▸ Description of the task
Filter the records down to the lines that hold the word "unquoted", and copy each of those lines.

▸ Collected data entries
>>>
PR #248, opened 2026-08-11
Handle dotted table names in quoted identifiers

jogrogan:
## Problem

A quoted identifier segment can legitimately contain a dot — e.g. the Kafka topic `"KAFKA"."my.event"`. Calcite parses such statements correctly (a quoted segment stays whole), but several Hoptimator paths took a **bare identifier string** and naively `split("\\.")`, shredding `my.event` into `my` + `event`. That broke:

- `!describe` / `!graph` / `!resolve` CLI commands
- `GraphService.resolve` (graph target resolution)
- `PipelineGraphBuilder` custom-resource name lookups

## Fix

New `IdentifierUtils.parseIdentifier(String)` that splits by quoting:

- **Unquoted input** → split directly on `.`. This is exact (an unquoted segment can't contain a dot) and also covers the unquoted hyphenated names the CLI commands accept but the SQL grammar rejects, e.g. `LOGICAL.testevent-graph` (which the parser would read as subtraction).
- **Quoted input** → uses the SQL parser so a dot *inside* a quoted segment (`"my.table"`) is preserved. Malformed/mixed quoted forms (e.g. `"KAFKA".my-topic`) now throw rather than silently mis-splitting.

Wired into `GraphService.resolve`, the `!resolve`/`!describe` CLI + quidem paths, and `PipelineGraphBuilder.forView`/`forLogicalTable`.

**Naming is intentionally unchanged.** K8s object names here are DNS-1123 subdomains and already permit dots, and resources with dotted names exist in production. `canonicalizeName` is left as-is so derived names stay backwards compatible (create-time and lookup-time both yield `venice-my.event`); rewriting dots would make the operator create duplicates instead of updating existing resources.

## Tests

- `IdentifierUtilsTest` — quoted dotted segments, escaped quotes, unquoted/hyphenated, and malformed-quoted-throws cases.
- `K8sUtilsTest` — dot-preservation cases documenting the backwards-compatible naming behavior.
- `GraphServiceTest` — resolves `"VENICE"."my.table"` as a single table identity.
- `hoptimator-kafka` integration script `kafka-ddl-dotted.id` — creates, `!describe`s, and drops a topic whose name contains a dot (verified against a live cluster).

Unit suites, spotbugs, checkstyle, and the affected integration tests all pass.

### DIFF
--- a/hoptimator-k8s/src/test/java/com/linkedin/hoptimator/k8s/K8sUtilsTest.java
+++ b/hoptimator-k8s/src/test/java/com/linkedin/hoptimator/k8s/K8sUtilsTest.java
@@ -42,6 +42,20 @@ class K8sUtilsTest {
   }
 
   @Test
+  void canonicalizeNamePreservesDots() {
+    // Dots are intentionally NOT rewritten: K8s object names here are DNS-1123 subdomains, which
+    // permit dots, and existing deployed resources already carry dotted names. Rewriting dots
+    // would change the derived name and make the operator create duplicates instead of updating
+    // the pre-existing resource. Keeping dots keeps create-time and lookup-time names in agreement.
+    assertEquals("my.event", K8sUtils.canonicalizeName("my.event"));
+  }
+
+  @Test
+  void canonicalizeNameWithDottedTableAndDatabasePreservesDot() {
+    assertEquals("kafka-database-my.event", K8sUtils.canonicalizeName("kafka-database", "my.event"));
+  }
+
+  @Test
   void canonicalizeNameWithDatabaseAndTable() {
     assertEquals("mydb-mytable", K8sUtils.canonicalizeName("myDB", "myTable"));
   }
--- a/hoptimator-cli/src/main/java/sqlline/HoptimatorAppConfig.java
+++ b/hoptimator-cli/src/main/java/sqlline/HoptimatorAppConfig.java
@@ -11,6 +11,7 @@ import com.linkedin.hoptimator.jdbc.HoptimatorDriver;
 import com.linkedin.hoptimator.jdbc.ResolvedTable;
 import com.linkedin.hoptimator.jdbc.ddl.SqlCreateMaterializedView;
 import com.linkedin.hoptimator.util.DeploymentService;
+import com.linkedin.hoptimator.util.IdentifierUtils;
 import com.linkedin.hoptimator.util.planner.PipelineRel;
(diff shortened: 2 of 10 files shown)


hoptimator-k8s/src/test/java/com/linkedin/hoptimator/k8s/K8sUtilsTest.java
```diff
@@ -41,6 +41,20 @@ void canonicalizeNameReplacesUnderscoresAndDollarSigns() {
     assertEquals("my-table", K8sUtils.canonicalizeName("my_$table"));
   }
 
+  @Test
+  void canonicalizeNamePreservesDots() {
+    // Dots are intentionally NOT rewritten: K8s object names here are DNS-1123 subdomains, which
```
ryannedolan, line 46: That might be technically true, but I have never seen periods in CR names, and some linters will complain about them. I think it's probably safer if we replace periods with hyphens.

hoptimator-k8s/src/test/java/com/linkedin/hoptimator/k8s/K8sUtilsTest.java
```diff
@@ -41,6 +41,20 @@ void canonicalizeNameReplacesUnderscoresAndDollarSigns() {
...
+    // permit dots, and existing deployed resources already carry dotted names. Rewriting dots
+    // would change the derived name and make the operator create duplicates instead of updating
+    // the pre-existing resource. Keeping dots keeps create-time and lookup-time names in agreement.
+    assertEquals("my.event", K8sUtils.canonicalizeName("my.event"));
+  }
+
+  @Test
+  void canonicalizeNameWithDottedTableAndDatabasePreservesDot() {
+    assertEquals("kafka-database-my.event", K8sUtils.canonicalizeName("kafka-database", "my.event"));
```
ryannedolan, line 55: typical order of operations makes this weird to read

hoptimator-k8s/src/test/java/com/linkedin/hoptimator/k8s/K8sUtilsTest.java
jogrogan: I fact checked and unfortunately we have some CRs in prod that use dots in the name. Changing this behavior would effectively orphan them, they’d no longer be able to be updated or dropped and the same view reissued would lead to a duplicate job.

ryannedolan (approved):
<<<
▸ Written reply
- **Unquoted input** → split directly on `.`. This is exact (an unquoted segment can't contain a dot) and also covers the unquoted hyphenated names the CLI commands accept but the SQL grammar rejects, e.g. `LOGICAL.testevent-graph` (which the parser would read as subtraction).
- `IdentifierUtilsTest` — quoted dotted segments, escaped quotes, unquoted/hyphenated, and malformed-quoted-throws cases.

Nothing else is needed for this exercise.